To create the model, lm() function is required as shown in the code chunk below. For lm() to run, the above code chunk is a prerequisite. Also, the variable miles_per_gallon is created which is the dependent variable for the current model and cylinder variable created above is the independent variable.
model1 <- lm(miles_per_gallon ~ cylinder)
model1 # Call the variable name, run the variablename
##
## Call:
## lm(formula = miles_per_gallon ~ cylinder)
##
## Coefficients:
## (Intercept) cylinder
## 37.885 -2.876
The variable ‘model1’ has been created in the chunk above, which is obviously going to the Global Environment in RStudio. The variable name ‘model1’ is called and executed as shown in the 2nd line of above code chunk.
Now, the predictive model is created after model1 has been created. The predictions are to be ddone for different criteria and requirements, as shown below one by one.
predict(model1, newdata = data.frame(cylinder = 8))
## 1
## 14.87826
In the above chunk, predict() is used to predict the miles per gallon for a car with 8 cylinders which was found to be 14.87826 mpg Interpretation: A car having 8 cylinders would have a mileage of 14.87826 mpg.
predict(model1, newdata = data.frame(cylinder = 6))
## 1
## 20.62984
In the above chunk, predict() is used to predict the miles per gallon for a car with 6 cylinders which was found to be 20.62984 mpg. Interpretation: A car having 6 cylinders would have a mileage of 20.62984 mpg.

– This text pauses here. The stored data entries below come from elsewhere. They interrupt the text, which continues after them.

PR #236, opened 2024-10-17
Fix issue related to the installation of Python

rolandoquesada:
The current setup_vdms.sh script is not installing the new version of Python due to an issue related to when comparing the current version value to the requested version. Also it is needed to update some of the symbolic links to point to the new Python version directory


cwlacewe (dismissed):
Looks good! Thanks!

ifadams:
@cwlacewe @rolandoquesada is there any risk that this might cause problems for other programs relying on a predictable python version set in $PATH?

rolandoquesada:
> @cwlacewe @rolandoquesada is there any risk that this might cause problems for other programs relying on a predictable python version set in $PATH?
Hi.
Yeah, you're right. I just uploaded the changes to call to the "python3" version instead of "python". 
Also I modified the setup_vdms.sh script to install a newer version of Python when the current python3 version is older than the minimum required.
Please let me know if you have any other suggestions. Thank you.

ifadams:
> Please let me know if you have any other suggestions. Thank you

@rolandoquesada I think my bigger concern is that updating Python has the potential to break existing dependencies if we're not careful, unless this is all being done within the docker container or a virtual environment.

docker/base/Dockerfile
cwlacewe, line 1: These changes aren't necessary within Dockerfile because we use a virtual env which is automatically used

.github/scripts/Dockerfile.checkin
cwlacewe, line 1: These changes aren't necessary within Dockerfile because we use a virtual env which is automatically used

rolandoquesada:
> > Please let me know if you have any other suggestions. Thank you
> 
> @rolandoquesada I think my bigger concern is that updating Python has the potential to break existing dependencies if we're not careful, unless this is all being done within the docker container or a virtual environment.

Hi Ian, thanks for the feedback, @cwlacewe as I was fixing an issue related to the condition for installing 

> > Please let me know if you have any other suggestions. Thank you
> 
> @rolandoquesada I think my bigger concern is that updating Python has the potential to break existing dependencies if we're not careful, unless this is all being done within the docker container or a virtual environment.

Hi Ian, thanks for the feedback. If that's the case, I think I could remove the lines for updating the path to Python in /usr/bin. However, now I am wondering if we should keep the conditional that checks if we need to install a new version of Python (that condition was before my new changes). @cwlacewe I am wondering what you think about it?

The code will be as follows:
python_installation

.github/scripts/Dockerfile.checkin
rolandoquesada: Hi, no problem. I will remove them.

docker/base/Dockerfile
rolandoquesada: Hi, no problem. I will remove them. Thanks.

cwlacewe:
> > > Please let me know if you have any other suggestions. Thank you
> > 
> > 
> > @rolandoquesada I think my bigger concern is that updating Python has the potential to break existing dependencies if we're not careful, unless this is all being done within the docker container or a virtual environment.
> 
> Hi Ian, thanks for the feedback, @cwlacewe as I was fixing an issue related to the condition for installing
> 
> > > Please let me know if you have any other suggestions. Thank you
> > 
> > 
> > @rolandoquesada I think my bigger concern is that updating Python has the potential to break existing dependencies if we're not careful, unless this is all being done within the docker container or a virtual environment.
> 
> Hi Ian, thanks for the feedback. If that's the case, I think I could remove the lines for updating the path to Python in /usr/bin. However, now I am wondering if we should keep the conditional that checks if we need to install a new version of Python (that condition was before my new changes). @cwlacewe I am wondering what you think about it?
> 
> The code will be as follows: python_installation

@rolandoquesada I think we should check if 3.12 exists, if so, make it the default python3 version; otherwise install and do the same. 
@ifadams do you have concerns with this regarding making 3.12 the python3 default version? Do you think we should create a virtual env on the user's system instead of changing the default version?

cwlacewe:
> @cwlacewe I dont have a very concrete concern so much as my own experience that in bare-metal installs updating python can be challenging in unpredictable ways. Sometimes "just works" other times explodes. Seems to depend on vagaries of the host environment.
> 
> My thought might be that we focus on the automation for container build, and either need a prompt or have just a note that "You need to install python 3.12 for host installation" in the docs. Ill totally admit virtual environments are a mystery to me.
> 
> Thoughts?

That would work. We can remove the python installation from script but check whether 3.12+ is installed. If it isn't installed, we can exit script with note advising to install it.  If it is installed, we can use the newest version >= 3.12. How does that sound @ifadams @rolandoquesada?

ifadams:
> That would work. We can remove the python installation from script but check whether 3.12+ is installed. If it isn't installed, we can exit script with note advising to install it. If it is installed, we can use the newest version >= 3.12. How does that sound @ifadams @rolandoquesada?

That works for me. I may be exercising an overabundance of caution, FWIW.

rolandoquesada:
> > That would work. We can remove the python installation from script but check whether 3.12+ is installed. If it isn't installed, we can exit script with note advising to install it. If it is installed, we can use the newest version >= 3.12. How does that sound @ifadams @rolandoquesada?
> 
> That works for me. I may be exercising an overabundance of caution, FWIW.

That works for me as well, I am going to do it in that way. Thank you @ifadams @cwlacewe

cwlacewe (commented):
Looks good

ifadams (approved):
Looks good to me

predict(model1, newdata = data.frame(cylinder = 4))
## 1
## 26.38142
In the above chunk, predict() is used to predict the miles per gallon for a car with 4 cylinders which was found to be 26.38142 mpg. Interpretation: A car having 4 cylinders would have a mileage of 26.38142 mpg.
plot <- plot(cylinder, miles_per_gallon, type= "p", main = "Gas Consumption as Explained by Number of Cylinders",sub ="General Information",xlab= "Number of Cylinders",ylab= "Miles (U.S.) per gallon",col="firebrick")
abline(model1)
To show the Visuals in terms of a graphical representation, a variable named ‘plot’ has been created as shown in the above chunk. plot() function has been used to create the graph. plot() is available in the ggplot2 package in the RStudio.
Now, two variables are to be used for multiple regression, two variables need to be created for independent variables and ‘miles_per_gallon’ is the independent variable
am <- mtcars$am
model2 <- lm(miles_per_gallon ~ cylinder + am)
model2
##
## Call:
## lm(formula = miles_per_gallon ~ cylinder + am)
##
## Coefficients:
## (Intercept) cylinder am
## 34.522 -2.501 2.567
In the above code chunk, model2 variable has been created using the lm() function with variables ‘cylinder’ and ‘am’ as independent variables. Again model2 is called to execute.
This case study shows to apply simple linear regression and multiple linear regression on a given dataset (mtcars in this case). The models are created and predictive analyses have been done as shown above. The interpretations clearly show the nature of prediction.